Issue #1012, opened 2024-01-29
tests: Drop module HeaderDowncaser and use Hash#transform_keys instead


olleolleolle:
**Is your feature request related to a problem? Please describe.**

[Ruby 2.5 added `Hash#transform_keys`](https://www.bigbinary.com/blog/ruby-2-5-adds-hash-transform_keys-method)

**Describe the solution you'd like**

I'd like to omit the mixin in https://github.com/vcr/vcr/blob/20e6c2d3f6f6499725ec585053a0dd48f7d1b7f8/spec/support/http_library_adapters.rb#L1

**Describe alternatives you've considered**

Keeping the thing. Well, we don't support Ruby 2.4 any longer. No need.

notapatch:
Hi [olleolleolle](https://github.com/olleolleolle) and all.

I've put a PR for the issue which you can, of course, review at your convenience(s)!

PR #1015, opened 2024-02-21
Replace HeaderDowncaser with Hash#transform_keys

notapatch:
VCR dropping support for Ruby 2.4 allows a VCR specific module, HeaderDowncaser, to be replaced by a Ruby standard library call Hash#transform_keys.

I didn't find any unit tests specific to the module but the support module was used throughout the RSpec test suite.

Reference

Ruby 2.5 introduced Hash#transform_keys
https://docs.ruby-lang.org/en/3.2/NEWS/NEWS-2_5_0.html

Close: #1012

### DIFF
--- a/spec/support/http_library_adapters.rb
+++ b/spec/support/http_library_adapters.rb
@@ -1,18 +1,6 @@
-module HeaderDowncaser
-  def downcase_headers(headers)
-    {}.tap do |downcased|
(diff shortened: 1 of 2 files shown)


olleolleolle (approved):
Thanks, @notapatch 🙏 Good one!

PR #1019, opened 2024-07-04
Make it possible to turn VCR on and off in a new thread

aglundahl:
#764 fixed so that VCR's `:turned_off` status for the main thread can be read in a new thread, even if the status changes after the new thread was created.

However, the solution also introduced the problem that the `:turned_off` status isn't used for other threads than the main thread. This effectively makes it impossible to turn VCR on and off in a new thread.

This change, instead, creates new contexts with `:turned_off` and `:ignore_cassettes` set to `nil` by default. When the values are read, they are only used if they explicitly have been set on the thread's context. Otherwise the main thread's context is used.

### DIFF
--- a/lib/vcr.rb
+++ b/lib/vcr.rb
@@ -335,10 +335,11 @@ module VCR
   # @see #turn_off!
   # @see #turned_off
   def turned_on?
-    linked_context = current_context[:linked_context]
-    return !linked_context[:turned_off] if linked_context
-
-    !context_value(:turned_off)
+    if !context_value(:turned_off).nil?
+      !context_value(:turned_off)
+    else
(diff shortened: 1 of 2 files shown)


olleolleolle (commented):
Well, this looks handy. Does it pass tests?

aglundahl:
> Well, this looks handy. Does it pass tests?

Just updated my branch. Yes, the tests still pass.

nvanoorschot:
I think this fix would solve an issue we encounter when using VCR in combination with parallel_tests. The `turned_off` state can leak from test into another.

olleolleolle:
@aglundahl This looks fantastic. Thank you for building it.

If you don't mind, could you rebase on top of latest?

PR #1024, opened 2024-07-21
Make VCR CI compatible with Faraday 1 and 2

### LINKED ISSUE #1001: CI: Webmock + Faraday 2.x is not being tested
I believe that Faraday 2.x + Webmock + VCR is a common setup, given that Faraday is the [most popular](https://www.ruby-toolbox.com/categories/http_clients) Ruby HTTP library, and using VCR with Faraday 2.x [requires the webmock gem](https://github.com/vcr/vcr/issues/918).

Given the assumed popularity of this configuration, it makes me a little nervous that it is not being tested in CI. The VCR gemspec is currently locked at Faraday 1.x.

Fully supporting Faraday 2.x + VCR (i.e. without Webmock) would be nice (#918), but if that is blocked or prohibitively difficult, it would be good to at least have test coverage of Faraday 2.x + Webmock + VCR in the meantime.

andrehjr:
Hi, 

I took a stab into making specs run against faraday 1 and 2. In the past, this repo was using https://github.com/thoughtbot/appraisal for stuff like this, It's also an option.

But If we want only to test against faraday 2, I can rework this PR and remove the faraday 1.x stuff. 

I was also thinking about having the same strategy to support newer rack versions, while keeping compatibility 🤔  What do you think? 

This closes #1001

### DIFF
--- a/.github/workflows/test.yml
+++ b/.github/workflows/test.yml
@@ -8,11 +8,14 @@ on:
 
 jobs:
   cucumber:
-    name: "Cucumber / ${{ matrix.ruby-version }}"
+    name: "Cucumber / Ruby ${{ matrix.ruby-version }} / Faraday ${{ matrix.faraday }}"
     runs-on: ubuntu-latest
     strategy:
       matrix:
         ruby-version: ["3.2", "3.1", "3.0", "2.7"]
+        faraday: ["1.0", "2.0"]
+    env:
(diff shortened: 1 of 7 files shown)


olleolleolle:
I think this is a great start, and I thank you for it! I think it looks good and I will merge it.

olleolleolle (approved):
@andrehjr Thanks!

PR #1025, opened 2024-07-21
Add Rack 2 and Rack 3 to the CI

### LINKED ISSUE #1020: Support Rack 3
In order to follow Rack's evolution, this repo's test suite needs to run both rack 2 and 3.

I'd like for VCR to know and support Rack 2 and Rack 3.

**alternatives considered**

None, really.

See #1011 for where Rack was held back.

andrehjr:
Same approach as #1024, but now adding Rack 2 and Rack 3 to Github Actions. Huge combination of executions now, but I think it's better to run against those combinations while most projects are still upgrading between faraday/rack.

I also got some commits from #1010 to add Ruby 3.3 too 🙌  hope that's ok. We may also add ruby-head later too? 

Closes #1020

### DIFF
--- a/.github/workflows/test.yml
+++ b/.github/workflows/test.yml
@@ -8,14 +8,16 @@ on:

■ ■ ■

• Description of the task
Among the lines of the material, find those holding the word "Thanks" and return them.

• Exercise result
Thanks, @notapatch 🙏 Good one!
@andrehjr Thanks!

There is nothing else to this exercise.